Mill’s subscription to the election expenses of Bradlaugh, and his attitude towards Governor Eyre, are generally regarded as the main causes of his defeat in the general election of 1868. But, as he suggests himself, his studied advocacy of unfamiliar projects of reform had made him unpopular with “moderate Liberals.” He retired with a sense of relief to his cottage and his literary life at Avignon. His parliamentary duties and the quantity of correspondence brought upon him by increased publicity had absorbed nearly the whole of his time. The scanty leisure of his first recess had been devoted to writing his St Andrews rectorial address on higher education and to answering attacks on his criticism of Hamilton; of the second, to annotating in conjunction with Bain and Findlater, his father’s Analysis of the Mind.

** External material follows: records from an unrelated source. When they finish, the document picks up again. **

PR #413, opened 2016-01-30
WorkflowManagerActor is finally FSM'd.

mcovarr:
Basic structure should be okay but I haven't finished testing it.


mcovarr:
The wheel has decided it's @geoffjentry's and @scottfrazer's lucky day

src/main/scala/cromwell/engine/workflow/SingleWorkflowRunnerActor.scala
```diff
@@ -79,18 +85,19 @@ case class SingleWorkflowRunnerActor(source: WorkflowSourceFiles,
...
+          workflowManager ! WorkflowAbort(id)
+          log.info(s"$tag: Waiting for workflow $id to abort...")
+          Await.ready(donePromise.future, Duration.Inf)
+        }
       }
       stay using data.copy(id = Option(id))
+    case Event(Transition(_, _, WorkflowAborted), data) =>
+      // The .get is safe because the shutdown hook is only registered when the workflow ID
+      // has been set in the state data.
+      log.info(s"$tag: Workflow ${data.id.get} aborted.")
```
mcovarr: that might benefit from an ADTing

src/main/scala/cromwell/engine/workflow/WorkflowManagerActor.scala
```diff
@@ -147,32 +147,94 @@ class WorkflowManagerActor(backend: Backend) extends Actor with CromwellActor {
...
+      workflowStore.toMap.values.foreach { _ ! WorkflowActor.AbortWorkflow }
+      goto(Aborting)
+  }
+
+  when (Aborting) {
+    case Event(Transition(workflowActor, _, toState: WorkflowState), _) if toState.isTerminal =>
+      // Remove this terminal actor from the workflowStore and log a progress message.
+      removeTerminalWorkflow(workflowActor)
+      logger.info(s"$tag: Waiting for all workflows to abort (${workflowStore.size} remaining).")
+      // If there are no more workflows to abort we're done, otherwise just stay in the current state.
```
mcovarr: The comment is misleading as written, abort messages were already sent to all running workflows.

src/main/scala/cromwell/engine/workflow/SingleWorkflowRunnerActor.scala
```diff
@@ -79,18 +85,19 @@ case class SingleWorkflowRunnerActor(source: WorkflowSourceFiles,
...
+      stay
```
mcovarr: parens

geoffjentry: Why are you nitpicking yourself? :)

mcovarr: Think of these as post its so I don't forget :smile:

src/main/scala/cromwell/engine/workflow/WorkflowManagerActor.scala
```diff
@@ -47,12 +47,21 @@ object WorkflowManagerActor {
...
   // restart 500 workflows at exactly the same time crushes the database connection pool.
   lazy val RestartDelay = 200 milliseconds
+
+  sealed trait WorkflowManagerState
+  case object Running extends WorkflowManagerState
+  case object Aborting extends WorkflowManagerState
+  case object Done extends WorkflowManagerState
+
+  sealed trait WorkflowManagerData
+  case object NoData extends WorkflowManagerData
```
mcovarr: The state data should include the workflow store, at which time the write-once class can be deleted.

src/main/scala/cromwell/engine/workflow/SingleWorkflowRunnerActor.scala
geoffjentry: How were you picturing it?

src/main/scala/cromwell/engine/workflow/SingleWorkflowRunnerActor.scala
geoffjentry: Consider it done.

src/main/scala/cromwell/engine/workflow/WorkflowManagerActor.scala
```diff
@@ -62,32 +71,23 @@ object WorkflowManagerActor {
...
-          numRemaining = Await.result(result,Duration.Inf).size
-          log.info(s"$tag: Waiting for all workflows to abort ($numRemaining remaining).")
-        }
-        log.info(s"$tag: All workflows aborted.")
-      }
-    })
+  private val donePromise = Promise[Unit]()
+
+  if (abortJobsOnTerminate) {
+    sys.addShutdownHook {
```
geoffjentry: why is this here and on the single workflow actor?

mcovarr: These are the shutdown hooks our friends added to support abort on SIGINT.  I did a bit of cleanup related to that in SWRA.  Unfortunately WMA was too crufty to take a similarly minimal change, which motivated the FSM'ing.  This and the CallExecutionActor were the only major actors not to be FSM'd, though @Horneth is already contemplating FSM'ing CAE for reasons unrelated to shutdown hooks.  :smile:

src/main/scala/cromwell/engine/workflow/SingleWorkflowRunnerActor.scala
mcovarr: With more state data types and without so many `Option`s :smile:  Haven't thought it through any more than that yet.

src/main/scala/cromwell/engine/workflow/WorkflowManagerActor.scala
geoffjentry: What I meant was why do you need both hooks? The one in the single actor sends WMA a signal to abort its WF and the one here aborts all workflows. If this is just for run (i forget) wouldn't this be redundant and if this is for both run/server wouldn't the other be redundant?

mcovarr: Ah gotcha.  I hadn't considered that, I think you're right we may be able to get away with only one hook in WMA.  SWRA's `WorkflowAborted` handler would need to be modified to allow for that, but I think that should be done anyway as the current SWRA abort handler looks wrong (it notes that the only workflow it cares about has been aborted and then tells no other actors and hangs out forever doing nothing).

src/main/scala/cromwell/util/WriteOnceStore.scala
```diff
@@ -21,4 +21,21 @@ class WriteOnceStore[K, V] {
...
   def toMap: Map[K, V] = writeOnceStore.readOnlySnapshot().toMap
-}
\ No newline at end of file
+
+  /**
+    * Remove an entry in the store as specified by key.
+    * @param key Key of the entry to remove.
+    * @return `Some(value)` if the entry is present in the store, otherwise `None`.
+    */
+  def remove(key: K): Option[V] = writeOnceStore.remove(key)
```
cjllanwarne: Something seems strange about making a WriteOnce class which lets you update its values...? Is it more intellectually honest to call this a NoDuplicatesStore?

Come to think of it... isn't this just a mutable Set?

geoffjentry: I forgot about this (and honestly, I forgot this class was here). You're right, this really bends the spirit of what it is supposed to be, it was supposed to literally be write once per value and that's it

src/main/scala/cromwell/engine/workflow/SingleWorkflowRunnerActor.scala
```diff
@@ -79,18 +85,19 @@ case class SingleWorkflowRunnerActor(source: WorkflowSourceFiles,
...
-            while(stateName != Done)
-              Thread.sleep(1000)
-            log.info(s"$tag: Workflow $id aborted.")
-          }
-        })
+      if (abortJobsOnTerminate) {
+        sys.addShutdownHook {
+          workflowManager ! WorkflowAbort(id)
+          log.info(s"$tag: Waiting for workflow $id to abort...")
+          Await.ready(donePromise.future, Duration.Inf)
```
cjllanwarne: This donePromise seems incredibly funky to me. 

It's basically used like a boolean var, but hidden in a Promise to avoid offending FP sensibilities?

src/main/scala/cromwell/engine/workflow/SingleWorkflowRunnerActor.scala
```diff
@@ -79,18 +85,19 @@ case class SingleWorkflowRunnerActor(source: WorkflowSourceFiles,
...
+        }
```
cjllanwarne: Why not move the `if` block up into the `CromwellActor` (right below the configuration reading) and just override a `customShutdownHook` method here?

src/main/scala/cromwell/engine/workflow/WorkflowManagerActor.scala
```diff
@@ -11,8 +11,8 @@ import cromwell.engine.db.DataAccess._
 import cromwell.engine.db.ExecutionDatabaseKey
 import cromwell.engine.db.slick._
 import cromwell.engine.workflow.WorkflowActor.{Restart, Start}
+import cromwell.engine.workflow.WorkflowManagerActor.{WorkflowManagerData, WorkflowManagerState}
```
cjllanwarne: I guess because the Object methods are used in the Class? 

Has anyone ever opined on whether its better to have these all the way up here, or as a line in the class definition?

src/main/scala/cromwell/engine/workflow/WorkflowManagerActor.scala
```diff
@@ -62,32 +71,23 @@ object WorkflowManagerActor {
  * WorkflowOutputs: Returns a `Future[Option[binding.WorkflowOutputs]]` aka `Future[Option[Map[String, WdlValue]]`
  *
  */
-class WorkflowManagerActor(backend: Backend) extends Actor with CromwellActor {
+class WorkflowManagerActor(backend: Backend) extends LoggingFSM[WorkflowManagerState, WorkflowManagerData] with CromwellActor {
   import WorkflowManagerActor._
```
cjllanwarne: Oh wait, you ARE importing it here anyway!

src/main/scala/cromwell/engine/workflow/WorkflowManagerActor.scala
geoffjentry: I personally strongly prefer having just about everything up at the top unless there's a good reason not to (e.g. pulling a specific implicit into scope)

src/main/scala/cromwell/util/WriteOnceStore.scala
cjllanwarne: I actually just saw a TODO higher up this PR saying "... and this lets us remove the WriteOnceStore!" so hopefully this is about to disappear?

src/main/scala/cromwell/engine/workflow/WorkflowManagerActor.scala
cjllanwarne: woohoo!

src/main/scala/cromwell/engine/workflow/SingleWorkflowRunnerActor.scala
scottfrazer: I think it is structured this way because the Promise will be fulfilled asynchronously and there's no way to say "wait for a boolean var to become `true`"?

cjllanwarne: I guess there's a reason why `Await.ready(..., Duration.Inf)` is better than `while(!boolVar) sleep(1)` - I'd be happy enough to hear "behind-the-scenes-FP-magic, don't worry about it"

scottfrazer: If I understand correctly, `sleep(1)` doesn't actually yield control of the thread in Akka-land, whereas the `Await.ready()` would.  I do agree with you that it is funky looking, though.

geoffjentry: @cjllanwarne I'm probably missing a variety of other bits but one thing is that `Await.ready` calls `blocking {}` under the hood, which gives a heads up to your execution context that danger is incoming so it can try to manage things a bit better. You also might get better granularity than in your polling loop.

Another angle which seems trivial but I'd argue it's very much not is that it makes it more clear that blocking is happening. `Await` pops out like a giant red alarm bell, at least to me.

Iff I haven't missed anything key the differences would be relatively minor.

@scottfrazer I believe both `Awaits` really do block the thread, but they should both have that `blocking` keyword in there (nothing prevents someone from doing that themselves) which helps make things more sane. That's part of why they're also viewed with suspicion.

scottfrazer: Hmm I thought something was up... but it's very unlike @mcovarr to write blocking code so I thought I wasn't really understanding something

mcovarr: As far as I understand the contract (and consistent with what I've observed), the JVM tries to execute all shutdown hooks and then exit.  So this actually needs to block, otherwise the JVM would shut down as soon as the code here finished without waiting for workflow(s) to abort.  I'll add a comment to this effect.

src/main/scala/cromwell/util/WriteOnceStore.scala
mcovarr: yup

src/main/scala/cromwell/engine/workflow/SingleWorkflowRunnerActor.scala
scottfrazer: Ah that makes a lot more sense

src/main/scala/cromwell/engine/workflow/WorkflowManagerActor.scala
mcovarr: These two are actually used as type variables in the *definition* of the class.  But I can `_` this and get rid of the other import below.

mcovarr:
@dgtester just a heads up that I did some refactoring in the area of your recent PR that might at first look like I deleted your work, but actually that logic has been consolidated to `WorkflowManagerActor`.  I've tested that SIGINT still works in both "run" and "server" use cases, but please let me know if you have any questions or concerns.

src/main/scala/cromwell/engine/workflow/WorkflowManagerActor.scala
```diff
@@ -47,12 +48,33 @@ object WorkflowManagerActor {
...
   // How long to delay between restarting each workflow that needs to be restarted.  Attempting to
   // restart 500 workflows at exactly the same time crushes the database connection pool.
   lazy val RestartDelay = 200 milliseconds
+
+  sealed trait WorkflowManagerState
+  case object Running extends WorkflowManagerState
+  case object Aborting extends WorkflowManagerState
+  case object Done extends WorkflowManagerState
+
+  type WorkflowActorRef = ActorRef
```
geoffjentry: What is this buying you?

src/main/scala/cromwell/engine/workflow/WorkflowManagerActor.scala
```diff
@@ -320,28 +392,38 @@ class WorkflowManagerActor(backend: Backend) extends Actor with CromwellActor {
...
+    */
+  private def submitWorkflow(source: WorkflowSourceFiles, replyTo: Option[ActorRef], id: Option[WorkflowId]): WorkflowManagerData = {
     val workflowId: WorkflowId = id.getOrElse(WorkflowId.randomId())
-    log.info(s"$tag submitWorkflow input id = $id, effective id = $workflowId")
+    logger.info(s"$tag submitWorkflow input id = $id, effective id = $workflowId")
     val isRestart = id.isDefined
 
-    val workflowActor = for {
-      descriptor <- Future.fromTry(Try(WorkflowDescriptor(workflowId, source)))
+    case class ActorAndStateData(actor: WorkflowActorRef, data: WorkflowManagerData)
```
geoffjentry: w00t class and not tuple!

geoffjentry:
:+1:

src/main/scala/cromwell/engine/workflow/WorkflowManagerActor.scala
mcovarr: Preexisting, I just moved it up a ways.  Arguably more beauteous.

geoffjentry: I don't really care BTW, just so long as you think it's providing value

mcovarr: I don't think it adds a ton of value, but it was already here so (shrug)

geoffjentry: It's not hard to remove :)

scottfrazer:
:+1:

Now he looked forward to a literary life, and his letters show how much he enjoyed the change. His little cottage was filled with books and newspapers; the beautiful country round it furnished him with a variety of walks; he read, wrote, discussed, walked, botanized. He was extremely fond of music, and was himself a fair pianist. His step-daughter, Miss Taylor (d. January 1907), was his constant companion after his wife’s death. “Helen,” he wrote to W. T. Thornton, an old colleague in the India House, “has carried out her long-cherished scheme (about which she tells me she consulted you) of a ‘vibratory’ for me, and has made a pleasant covered walk, some 30 ft. long, where I can vibrate in cold or rainy weather. The terrace, you must know, as it goes round two sides of the house, has got itself

  1. He was one of the founders, with Mrs P. A. Taylor, Miss Emily Davies and others, of the first women’s suffrage society, which developed into the National Union of Women’s Suffrage Societies, and his writings are still the most important theoretical statement of the case for women’s suffrage. He presented to Parliament the first petition on the subject (see further Blackburn, Women’s Suffrage Record).